4.18.2008

Aesthetic vs. Texture – Part Two: Get Laid (A Love Story)

Target demographic: uninspired port city. Uninterested. Filled to the brim with kids who are oblivious, regardless of how readily available information is via the online revolution, to any progression music has made since the early nineties. Guys. New York and LA say dancing is cool again. Why the angry faces? They look like hipsters. But why don't they know who No Age is? Oh yeah. They're too busy going to the beach, being beautiful, getting laid. So maybe a moniker of "Avant Godard" is a little too ambitious. Camp is necessary here, and we'd want to be tongue-and-cheek too. We'd want to know our music well, and our art. Know where our allegiance in the perception of beauty lies. We should know exactly the aesthetic we'd like to portray. But nobody likes to feel dumb... or the French. So maybe we'll save that one for later in my imaginary career. Regardless, they'll need a theme looming overhead as they walk into a club filled with a few musicians they may have seen around. Some of which, they didn't have the slightest whether they were even musicians in the first place. Something all the kids can get behind, but with enough thought and wit to deter any naysayers. Well, now that I think of it, they probably wouldn't come to a second show, so problem solved. No use in making commotion, if nobody joins in. A rose, by any other name, could still draw blood from the unexpecting.

What's in a name?

Introduced with provocative band names such as "You Say Party! We Say Die!" or "Super Furry Animals", some could find themselves investing interest before experiencing anything remotely tangible beyond their respective, ridiculous labels.

And what's in a name, anyhow? In this case, exactly what you wished for.

Regarding the former, you're rewarded with an anti-party...party band, complete with music the musical status quo may find a bit too alienating for any party movement beyond a courageous and awkward bob up and down, minimal instrumentation (guitar vocals, drums, roxichord...), and production so self-forgiving that it brings a couple of new meanings to lo-fi.

It's rock, kids. And they want to sing about relationships and love and fun and all that too, but with music that sounds as if it would enjoy murdering all of the above. Texture thick with irony, double the exclamation, and triple the charm. "He!She!You!Me!They!We!Us!OK!"

Hmm… Super Furry Animals… I’m imagining these guys do the drugs. Is it psych rock? Why yes, as a matter of fact, they are completely out of their minds.

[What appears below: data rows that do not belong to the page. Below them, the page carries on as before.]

PR #359, opened 2023-01-12
feat(search): saved search offline notification

timc-mozilla:
show banner for offline notification on saves

## Summary
* when the user is offline during a saves search, a banner will show if the user is premium and offline

## References 
*  [IN-1067](https://getpocket.atlassian.net/jira/software/projects/IN/boards/80?selectedIssue=IN-1067)

## Implementation Details
* added new notification banner in swift UI

## Test Steps
* if the user is offline and premium, a banner show show

## PR Checklist:
- [ ] Added Unit / UI tests
- [x] Basic Self QA

## Screenshots

[IN-1067]: https://getpocket.atlassian.net/browse/IN-1067?atlOrigin=eyJpIjoiNWRkNTljNzYxNjVmNDY3MDlhMDU5Y2ZhYzA5YTRkZjUiLCJwIjoiZ2l0aHViLWNvbS1KU1cifQ

### DIFF
--- a/PocketKit/Sources/PocketKit/MyList/SearchItemsList/SearchView.swift
+++ b/PocketKit/Sources/PocketKit/MyList/SearchItemsList/SearchView.swift
@@ -29,6 +29,8 @@ struct ResultsView: View {
 
     @State private var showingAlert = false
 
+    @State var bannerData: BannerModifier.BannerData = BannerModifier.BannerData(image: .looking, title: "Limited search results", detail: "You can only search titles and URLs while offline. Connect to the internet to use Premium's full-text search.")
+
     var body: some View {
         List(results, id: \.id) { item in
             HStack {
@@ -46,6 +48,7 @@ struct ResultsView: View {
         }
         .listStyle(.plain)
         .accessibilityIdentifier("search-results")
+        .banner(data: $bannerData, show: $viewModel.isPremiumAndOffline)
         .alert(isPresented: $showingAlert) {
             Alert(title: Text("You must have an internet connection to view this item."), dismissButton: .default(Text("OK")))
         }
--- a/PocketKit/Sources/PocketKit/MyList/SearchItemsList/SearchViewModel.swift
+++ b/PocketKit/Sources/PocketKit/MyList/SearchItemsList/SearchViewModel.swift
@@ -34,6 +34,8 @@ class SearchViewModel: ObservableObject {
         return user.status == .premium
     }
 
+    var isPremiumAndOffline: Bool = false
+
     private var selectedScope: SearchScope = .saves
 
     @Published
@@ -86,6 +88,8 @@ class SearchViewModel: ObservableObject {
         savesOnlineSearch = OnlineSearch(source: source, scope: .saves)
         archiveOnlineSearch = OnlineSearch(source: source, scope: .archive)
         allOnlineSearch = OnlineSearch(source: source, scope: .all)
+
+        isPremiumAndOffline = isPremium && isOffline
     }
 
     func updateScope(with scope: SearchScope, searchTerm: String? = nil) {
--- a/PocketKit/Sources/PocketKit/Banner/BottomNotification.swift
+++ b/PocketKit/Sources/PocketKit/Banner/BottomNotification.swift
@@ -1,0 +1,70 @@
+import SwiftUI
+import Textile
+import UIKit
+
+struct BannerModifier: ViewModifier {
+    struct BannerData {
+        var image: ImageAsset
+        var title: String
+        var detail: String
+    }
+
+    @Binding var data: BannerData
+    @Binding var show: Bool
+
+    func body(content: Content) -> some View {
+        ZStack(alignment: .bottom) {
+            content
+            if show {
+                VStack {
+                    HStack {
+                        Image(asset: data.image)
+                            .resizable()
+                            .frame(width: 83, height: 50, alignment: .leading)
+                            .padding(8)
+                        VStack(alignment: .leading, spacing: 2) {
+                            Text(data.title)
+                                .style(.title)
+                            Text(data.detail)
+                                .style(.subtitle)
+                        }
+                        Spacer()
+                    }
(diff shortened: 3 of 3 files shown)


PocketKit/Sources/PocketKit/MyList/SearchItemsList/SearchViewModel.swift
```diff
@@ -17,7 +17,13 @@ class SearchViewModel: ObservableObject {
...
     private var isPremium: Bool {
-        return user.status == .premium
+        user.status == .premium
+    }
+
+    var _isPremiumAndOffline: Bool = false
+    var isPremiumAndOffline: Bool {
+        get { return _isPremiumAndOffline }
+        set { self._isPremiumAndOffline = newValue }
     }
```
cyndichin, line 27: could we do `var isPremiumAndOffline: Bool = false` instead of having two properties?

PocketKit/Sources/PocketKit/MyList/SearchItemsList/SearchView.swift
```diff
@@ -19,7 +19,12 @@ struct SearchView: View {
 
 // MARK: - Search Results Component
 struct ResultsView: View {
+    @ObservedObject
+    var viewModel: SearchViewModel
     var results: [SearchItem]
+
+    @State var bannerData: BannerModifier.BannerData = BannerModifier.BannerData(image: .looking, title: "Limited search results", detail: "You can only search titles and URLs while offline. Connect to the internet to use Premium's full-text search.")
```
cyndichin, line 26: what do you think about encapsulating this logic in the banner since the results view shouldn't have to know this detail?

cyndichin (commented):
yay for SwiftUI! left a few comments and I'm having trouble seeing the banner on my iPhone 8. What steps should I take? I have my phone offline -> search and tapped on "pocket" in my recent searches. thanks!

PocketKit/Sources/PocketKit/MyList/SearchItemsList/SearchViewModel.swift
timc-mozilla: I tried doing that, but I had problems with using a var property without setting get/set.

PocketKit/Sources/PocketKit/MyList/SearchItemsList/SearchView.swift
timc-mozilla: Because we want to make the banner reusable, having a level of separation would be good imo. I also dont think there is any logic involved other than passing in the image, and two strings.

cyndichin: sounds good! Do you think this would be better to add to the `viewModel` so that we don't have the data in the View. A `BannerViewModel` may be overkill for now. Don't have to do this now, but curious to hear your perspective.

PocketKit/Sources/PocketKit/MyList/SearchItemsList/SearchViewModel.swift
cyndichin: IMG_D06BC6A4FF9B-1

cyndichin (changes requested):
Banner looks good in light mode on iPad! A couple of comments and request change to not remove the Package files

Pocket.xcodeproj/project.xcworkspace/xcshareddata/WorkspaceSettings.xcsettings
```diff
@@ -0,0 +1,8 @@
+<?xml version="1.0" encoding="UTF-8"?>
+<!DOCTYPE plist PUBLIC "-//Apple//DTD PLIST 1.0//EN" "http://www.apple.com/DTDs/PropertyList-1.0.dtd">
+<plist version="1.0">
+<dict>
+	<key>PreviewsEnabled</key>
+	<false/>
+</dict>
+</plist>
```
cyndichin, line 8: do we need this change?

PocketKit/Sources/PocketKit/MyList/SearchItemsList/SearchView.swift
timc-mozilla: I dont think it would provide much benefit with having a VM, but I'm open to doing it if needed.  It just seems like too much separation imo.  happy to talk further about when/what we should use a VM for though.

Pocket.xcodeproj/project.xcworkspace/xcshareddata/WorkspaceSettings.xcsettings
timc-mozilla: wont build on my end without it.

PocketKit/Sources/PocketKit/MyList/SearchItemsList/SearchView.swift
cyndichin: ok! lets keep this as is for now

Pocket.xcodeproj/project.xcworkspace/xcshareddata/WorkspaceSettings.xcsettings
cyndichin: weird, why is that? what if you checkout this change?

PocketKit/Sources/PocketKit/MyList/SearchItemsList/SearchViewModel.swift
cyndichin: thanks for the update on the boolean, in terms of dark mode, we can handle this after doing design QA

cyndichin (commented):
looks good to me! only outstanding is that I don't think we need to commit: 
- Pocket.xcodeproj/project.xcworkspace/xcshareddata/WorkspaceSettings.xcsettings
- let's not delete `Package.resolved`, should be fixed after rebasing

cyndichin (approved):
looks great! thanks for the hard work 🔥

timc-mozilla:
all tests pass locally

PR #361, opened 2023-01-17
ci(tests): Reader tests and small fix

audie1:
## Summary
Creates a new set of Reader tests, fixes a small tags test.

## References 
Merging:
https://github.com/Pocket/pocket-ios/pull/334
https://github.com/Pocket/pocket-ios/pull/355

## Implementation Details
See PR's above.


cyndichin (approved):
Looks like the same as the other Reader PR - so approving.

PR #362, opened 2023-01-19
project(spm): update resolved files

cyndichin:
## Summary
Update Package.resolved files to match the exact versions

## References 
IN-1126

## Implementation Details
Removed the Package.resolved files and run the command line to resolve packages `swift package resolve`

Ref: https://blog.eidinger.info/swift-package-manager-understand-resolve-reset-and-update

## Test Steps
- [ ] Verify that you no longer see the Package.resolved issue and that the exact versions match the ones specified in `Package.swift`

## PR Checklist:
- N/A Added Unit / UI tests
- [x] Basic Self QA

### DIFF
--- a/Package.resolved
+++ b/Package.resolved
@@ -1,61 +1,59 @@
 {
-  "object": {
-    "pins": [
-      {
-        "package": "DangerSwiftCoverage",
-        "repositoryURL": "https://github.com/f-meloni/danger-swift-coverage",
-        "state": {
-          "branch": null,
-          "revision": "6a21a6e595e2b13443428942ce128b3ba6b827ee",
-          "version": "1.2.1"
-        }
-      },
-      {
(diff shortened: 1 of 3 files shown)


timc-mozilla (approved):
worked for me. i think the real test would be merging this branch in and seeing if other branches break.  I wonder if there is a risk for any residual outdated package.resolved files from other branches that could continue this problem.

cyndichin:
> worked for me. i think the real test would be merging this branch in and seeing if other branches break. I wonder if there is a risk for any residual outdated package.resolved files from other branches that could continue this problem.

yeah, we'll need to make sure to rebase the branches with this change, but would be curious to see if any additional changes would be needed. Seems like the Xcode UI is not as reliable so I would defer to the command line. thanks for the review!

PR #366, opened 2023-01-23
feat(search): tapping on search item navigates to article

cyndichin:
## Summary
Tapping on a search result opens the item in the best view

## References 
IN-972

## Implementation Details
When the user taps on an item it calls the `select` function which retrieves or creates a `SavedItem` using a new function in `Source` called `fetchOrCreateSavedItem`. In order to create a `SavedItem` at a later date, we needed a way to get the `SavedItemParts` details which is why we created `SearchSavedItem` and modified `ItemsListItem` to pass this data. Along with this work, I decided to use the existing graphQL fragments even if they contain a deprecated version on `topImageUrl`. Instead of making the updates here, I will create a new ticket to handle that update.

Overall, utilized the same logic from our Saves / Archives lists in presenting the best view for an item and moved it into the `SearchViewModel`. The logic works well for items saved locally, but not for items presented via online search, so I added a workaround in downloading the item as a saved item if a user taps on it. I also investigated creating a new model and presenting the Reader view without having to rely on locally saved items, but this proved to be a large restructuring, so opted for the workaround after time boxing this. 

Going forward, we should discuss how we want to refactor the logic in presenting the Reader view as well as think if we want to create a model where the reader may not have to rely on locally saved items. 

## Test Steps
- [ ] WHEN I tap on a search result
THEN we open the reader
AND display the selected article with the best view

- [ ] WHEN the device is offline
AND NOT available locally
AND the selected article isn’t available offline
THEN we display a system alert message

”You must have an internet connection to view this item”

## PR Checklist:
- [x] Added Unit / UI tests
- [x] Basic Self QA

## Screenshots
|Select Search Item|
|------|
|Select Search Item|

Note: my internet connection was super weak, so not everything loads in video capture


cyndichin:
> overall lgtm

thanks for the quick review @timc-mozilla!

PR #372, opened 2023-01-31
feat(search): search locally for saves if online fails

cyndichin:
## Summary
An online search of saves that fails because for network reasons or other errors is resubmitted as an offline search

## References 
IN-971

## Implementation Details
Converted the `search` function to throw an error if it encounters one in `PocketSearchService` . We pass this error on in our OnlineSearch class and we use the `Result` type to return whether the search failed or succeeded. If there is a failure, then run local search for saves only in our `SearchViewModel`. Updated UI banner with some refinements to match Figma and figured out bug with animation in SwiftUI as we needed to specific zIndex(-1).

## Test Steps
- [ ] WHEN the user submits a search query
AND the network connection is active
AND the connection fails
THEN re-submit the search query as a search of local data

But their name is cute. Well, my good man, they also have a tendency to be pop worthy. Pretty ballsy… naming your band that. Ballsy, indeed. You need look no further than Gruff Rhys’ heavy Welsh accent singing (yelling, declaring) the band name enthusiastically during the super very happy, bubblegum club of "Wherever I Lay My Phone Is My Home.” His fearless deliverance following the likes of Björk, where their conviction in their craft help you not only to disregard but also to encourage anything lost in translation.

"I want them to want to not like it, but eventually like it and not know why."

My accomplish in dead-end-music-scene-Alamo-stand nods. We could bother them with annoyingly obscure references like Tussle, Holy Fuck, No Age, Elvin Jones... or we could make fun of them, ourselves, our restless town, our fleeting lives, and our flighty "profession" at the same time. Hell, as long as fun is made. What could possibly go wrong? I'm staring this town down with a veteran's grin, just as I would someone who'd remind me of a girl I used to know. I've seen that smile before. I know where that smile leads. And I've seen those eyes before. And they're too busy for me. I'm sure we could have fun, though. Maybe that was the point.

Let's see how far we get on the way to nowhere. Introducing Get Laid (A Love Story).